Problem requirements
Could you copy every line of the data that contains the word "logic"?

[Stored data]
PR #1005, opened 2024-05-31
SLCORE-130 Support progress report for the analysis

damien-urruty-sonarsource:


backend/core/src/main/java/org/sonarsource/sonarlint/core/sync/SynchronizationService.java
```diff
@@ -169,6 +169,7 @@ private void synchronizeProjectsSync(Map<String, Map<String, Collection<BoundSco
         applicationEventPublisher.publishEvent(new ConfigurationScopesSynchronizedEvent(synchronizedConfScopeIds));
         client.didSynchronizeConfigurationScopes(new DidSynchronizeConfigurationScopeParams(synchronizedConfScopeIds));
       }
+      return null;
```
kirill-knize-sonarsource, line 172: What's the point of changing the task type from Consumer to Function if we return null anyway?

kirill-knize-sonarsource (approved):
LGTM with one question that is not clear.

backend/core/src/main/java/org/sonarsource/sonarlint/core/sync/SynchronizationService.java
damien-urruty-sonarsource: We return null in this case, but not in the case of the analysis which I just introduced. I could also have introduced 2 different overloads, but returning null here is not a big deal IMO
---
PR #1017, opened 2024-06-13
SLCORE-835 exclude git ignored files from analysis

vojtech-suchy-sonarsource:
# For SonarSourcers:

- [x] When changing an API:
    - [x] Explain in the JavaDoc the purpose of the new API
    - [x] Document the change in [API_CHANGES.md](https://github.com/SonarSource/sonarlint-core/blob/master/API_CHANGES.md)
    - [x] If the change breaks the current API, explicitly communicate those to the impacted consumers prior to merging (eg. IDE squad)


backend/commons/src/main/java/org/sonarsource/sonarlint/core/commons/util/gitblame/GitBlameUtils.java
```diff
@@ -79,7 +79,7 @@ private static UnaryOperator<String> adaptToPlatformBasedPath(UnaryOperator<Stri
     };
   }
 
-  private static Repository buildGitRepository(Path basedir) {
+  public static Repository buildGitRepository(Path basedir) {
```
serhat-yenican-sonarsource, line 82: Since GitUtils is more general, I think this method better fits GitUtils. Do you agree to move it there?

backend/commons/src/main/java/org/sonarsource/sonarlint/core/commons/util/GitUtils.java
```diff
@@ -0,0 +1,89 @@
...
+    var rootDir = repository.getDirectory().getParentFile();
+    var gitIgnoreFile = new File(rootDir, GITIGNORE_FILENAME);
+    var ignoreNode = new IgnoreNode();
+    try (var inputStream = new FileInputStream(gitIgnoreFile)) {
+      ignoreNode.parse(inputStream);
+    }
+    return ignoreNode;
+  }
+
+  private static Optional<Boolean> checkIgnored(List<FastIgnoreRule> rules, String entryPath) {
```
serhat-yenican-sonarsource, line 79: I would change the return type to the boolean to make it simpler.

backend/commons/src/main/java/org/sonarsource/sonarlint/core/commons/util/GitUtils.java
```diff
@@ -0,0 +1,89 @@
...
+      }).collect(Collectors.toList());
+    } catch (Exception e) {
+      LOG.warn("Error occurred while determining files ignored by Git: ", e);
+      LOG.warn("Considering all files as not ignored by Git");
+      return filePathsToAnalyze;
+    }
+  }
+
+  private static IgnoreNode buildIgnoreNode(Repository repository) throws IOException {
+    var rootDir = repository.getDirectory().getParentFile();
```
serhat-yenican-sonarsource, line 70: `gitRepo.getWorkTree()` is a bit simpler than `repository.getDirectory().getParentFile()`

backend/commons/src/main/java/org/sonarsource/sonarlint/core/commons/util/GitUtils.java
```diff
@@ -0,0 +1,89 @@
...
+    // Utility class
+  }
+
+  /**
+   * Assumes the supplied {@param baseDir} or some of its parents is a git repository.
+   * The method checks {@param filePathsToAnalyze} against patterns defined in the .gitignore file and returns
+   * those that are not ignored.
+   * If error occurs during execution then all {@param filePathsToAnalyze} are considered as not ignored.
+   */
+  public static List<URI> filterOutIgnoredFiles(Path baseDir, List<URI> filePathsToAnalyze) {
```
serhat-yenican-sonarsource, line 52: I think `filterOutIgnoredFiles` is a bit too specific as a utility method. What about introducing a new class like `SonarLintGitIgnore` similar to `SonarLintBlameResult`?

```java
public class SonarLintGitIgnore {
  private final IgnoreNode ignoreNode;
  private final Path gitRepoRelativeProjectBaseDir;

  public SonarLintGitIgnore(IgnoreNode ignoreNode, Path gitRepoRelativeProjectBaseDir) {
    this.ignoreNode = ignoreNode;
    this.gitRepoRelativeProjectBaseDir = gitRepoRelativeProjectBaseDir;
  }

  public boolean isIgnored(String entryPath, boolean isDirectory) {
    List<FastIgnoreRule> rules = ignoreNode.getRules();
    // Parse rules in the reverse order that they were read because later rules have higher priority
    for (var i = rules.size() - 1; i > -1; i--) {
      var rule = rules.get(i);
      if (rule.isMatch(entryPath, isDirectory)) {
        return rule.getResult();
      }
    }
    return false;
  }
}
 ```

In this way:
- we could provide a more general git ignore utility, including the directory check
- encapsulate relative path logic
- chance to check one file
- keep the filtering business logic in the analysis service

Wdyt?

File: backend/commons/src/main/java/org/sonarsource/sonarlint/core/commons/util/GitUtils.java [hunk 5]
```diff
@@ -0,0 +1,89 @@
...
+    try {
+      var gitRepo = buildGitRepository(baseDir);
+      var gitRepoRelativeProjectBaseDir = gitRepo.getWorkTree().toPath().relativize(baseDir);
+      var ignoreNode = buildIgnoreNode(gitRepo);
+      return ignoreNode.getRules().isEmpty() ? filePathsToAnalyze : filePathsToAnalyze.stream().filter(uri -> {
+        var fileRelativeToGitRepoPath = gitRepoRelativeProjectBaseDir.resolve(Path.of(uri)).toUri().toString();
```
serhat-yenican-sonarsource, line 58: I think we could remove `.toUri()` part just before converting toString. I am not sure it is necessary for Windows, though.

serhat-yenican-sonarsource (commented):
---
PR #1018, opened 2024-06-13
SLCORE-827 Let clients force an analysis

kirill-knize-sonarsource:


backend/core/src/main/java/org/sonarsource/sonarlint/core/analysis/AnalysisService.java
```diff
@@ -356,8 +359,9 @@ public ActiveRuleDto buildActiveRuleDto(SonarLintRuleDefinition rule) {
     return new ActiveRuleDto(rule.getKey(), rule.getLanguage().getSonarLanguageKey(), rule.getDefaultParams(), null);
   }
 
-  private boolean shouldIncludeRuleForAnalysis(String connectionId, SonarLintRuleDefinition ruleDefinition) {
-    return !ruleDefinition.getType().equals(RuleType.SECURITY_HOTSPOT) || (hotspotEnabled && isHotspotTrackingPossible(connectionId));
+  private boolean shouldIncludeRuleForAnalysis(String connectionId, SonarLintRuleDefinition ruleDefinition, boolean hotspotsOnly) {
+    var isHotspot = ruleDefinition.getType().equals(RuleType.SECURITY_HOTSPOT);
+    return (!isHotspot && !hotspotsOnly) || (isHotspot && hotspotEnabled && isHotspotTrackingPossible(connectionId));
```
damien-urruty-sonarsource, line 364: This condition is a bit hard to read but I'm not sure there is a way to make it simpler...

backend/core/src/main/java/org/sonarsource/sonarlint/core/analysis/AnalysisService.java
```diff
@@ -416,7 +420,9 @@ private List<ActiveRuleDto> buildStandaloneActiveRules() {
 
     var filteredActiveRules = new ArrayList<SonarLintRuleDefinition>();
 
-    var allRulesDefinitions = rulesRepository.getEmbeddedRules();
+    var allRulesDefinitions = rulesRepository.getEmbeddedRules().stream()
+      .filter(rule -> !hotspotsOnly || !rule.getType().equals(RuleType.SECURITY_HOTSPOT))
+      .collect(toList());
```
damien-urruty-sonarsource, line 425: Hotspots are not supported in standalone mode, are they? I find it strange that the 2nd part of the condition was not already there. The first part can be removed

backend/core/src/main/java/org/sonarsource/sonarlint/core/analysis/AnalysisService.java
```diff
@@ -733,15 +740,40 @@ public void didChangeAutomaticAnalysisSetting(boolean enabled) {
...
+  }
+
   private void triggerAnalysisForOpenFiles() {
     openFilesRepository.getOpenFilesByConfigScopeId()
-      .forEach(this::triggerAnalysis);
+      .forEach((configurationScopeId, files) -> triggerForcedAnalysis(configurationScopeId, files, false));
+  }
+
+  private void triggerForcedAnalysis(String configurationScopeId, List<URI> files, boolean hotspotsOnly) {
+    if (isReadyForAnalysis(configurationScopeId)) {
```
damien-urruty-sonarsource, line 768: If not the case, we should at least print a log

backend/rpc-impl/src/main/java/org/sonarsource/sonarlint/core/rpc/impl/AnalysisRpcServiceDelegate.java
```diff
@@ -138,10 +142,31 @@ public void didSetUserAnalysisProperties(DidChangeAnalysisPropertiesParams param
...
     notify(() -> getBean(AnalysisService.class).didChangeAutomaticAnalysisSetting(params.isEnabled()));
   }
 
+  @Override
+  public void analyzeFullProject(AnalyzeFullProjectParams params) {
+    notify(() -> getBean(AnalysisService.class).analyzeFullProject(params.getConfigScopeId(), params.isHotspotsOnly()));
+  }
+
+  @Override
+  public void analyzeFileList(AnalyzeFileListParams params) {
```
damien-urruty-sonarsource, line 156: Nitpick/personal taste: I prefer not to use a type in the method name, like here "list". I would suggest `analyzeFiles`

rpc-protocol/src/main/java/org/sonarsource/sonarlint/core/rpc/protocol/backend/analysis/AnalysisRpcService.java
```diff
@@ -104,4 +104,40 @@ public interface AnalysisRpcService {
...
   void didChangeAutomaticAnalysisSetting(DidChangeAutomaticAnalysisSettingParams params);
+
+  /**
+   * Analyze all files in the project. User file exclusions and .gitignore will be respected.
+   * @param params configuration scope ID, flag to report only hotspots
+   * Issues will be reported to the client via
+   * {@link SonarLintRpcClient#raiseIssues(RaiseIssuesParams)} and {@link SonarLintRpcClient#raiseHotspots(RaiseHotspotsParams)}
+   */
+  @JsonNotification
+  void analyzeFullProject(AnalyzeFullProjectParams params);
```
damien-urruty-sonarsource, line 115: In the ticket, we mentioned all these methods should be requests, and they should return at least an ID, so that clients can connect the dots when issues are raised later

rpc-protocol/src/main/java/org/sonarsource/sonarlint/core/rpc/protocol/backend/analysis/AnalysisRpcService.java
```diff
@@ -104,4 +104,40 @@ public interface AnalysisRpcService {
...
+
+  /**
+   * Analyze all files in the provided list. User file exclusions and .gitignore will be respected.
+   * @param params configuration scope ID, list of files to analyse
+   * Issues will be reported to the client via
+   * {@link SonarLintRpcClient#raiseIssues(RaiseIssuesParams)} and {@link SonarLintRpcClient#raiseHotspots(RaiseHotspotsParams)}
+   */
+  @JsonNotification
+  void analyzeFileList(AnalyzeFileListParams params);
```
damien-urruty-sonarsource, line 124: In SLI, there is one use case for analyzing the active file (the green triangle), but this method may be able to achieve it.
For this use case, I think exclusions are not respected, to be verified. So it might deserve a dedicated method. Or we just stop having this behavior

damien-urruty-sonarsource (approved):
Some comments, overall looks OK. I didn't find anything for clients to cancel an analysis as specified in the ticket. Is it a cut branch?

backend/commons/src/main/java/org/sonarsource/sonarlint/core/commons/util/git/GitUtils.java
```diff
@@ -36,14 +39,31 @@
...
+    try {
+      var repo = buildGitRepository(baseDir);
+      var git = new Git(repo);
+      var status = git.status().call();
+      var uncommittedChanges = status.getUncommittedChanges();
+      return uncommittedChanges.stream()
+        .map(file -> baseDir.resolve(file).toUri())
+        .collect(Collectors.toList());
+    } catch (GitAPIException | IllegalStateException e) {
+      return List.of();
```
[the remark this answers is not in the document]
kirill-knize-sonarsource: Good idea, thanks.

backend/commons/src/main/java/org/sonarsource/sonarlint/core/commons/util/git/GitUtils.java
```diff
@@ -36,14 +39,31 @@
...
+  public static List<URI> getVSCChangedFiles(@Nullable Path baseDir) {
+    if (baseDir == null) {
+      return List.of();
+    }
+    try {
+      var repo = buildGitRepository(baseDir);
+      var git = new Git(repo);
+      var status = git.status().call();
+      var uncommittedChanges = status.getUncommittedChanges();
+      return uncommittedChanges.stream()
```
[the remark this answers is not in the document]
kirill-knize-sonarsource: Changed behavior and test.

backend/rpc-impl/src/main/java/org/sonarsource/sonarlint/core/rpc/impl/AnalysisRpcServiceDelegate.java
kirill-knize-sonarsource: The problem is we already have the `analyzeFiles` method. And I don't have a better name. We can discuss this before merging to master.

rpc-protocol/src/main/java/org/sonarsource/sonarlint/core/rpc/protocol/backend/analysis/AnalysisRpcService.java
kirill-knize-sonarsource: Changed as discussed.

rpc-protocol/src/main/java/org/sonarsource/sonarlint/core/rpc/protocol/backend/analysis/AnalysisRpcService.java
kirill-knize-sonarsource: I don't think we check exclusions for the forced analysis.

Exercise solution
- encapsulate relative path logic
- keep the filtering business logic in the analysis service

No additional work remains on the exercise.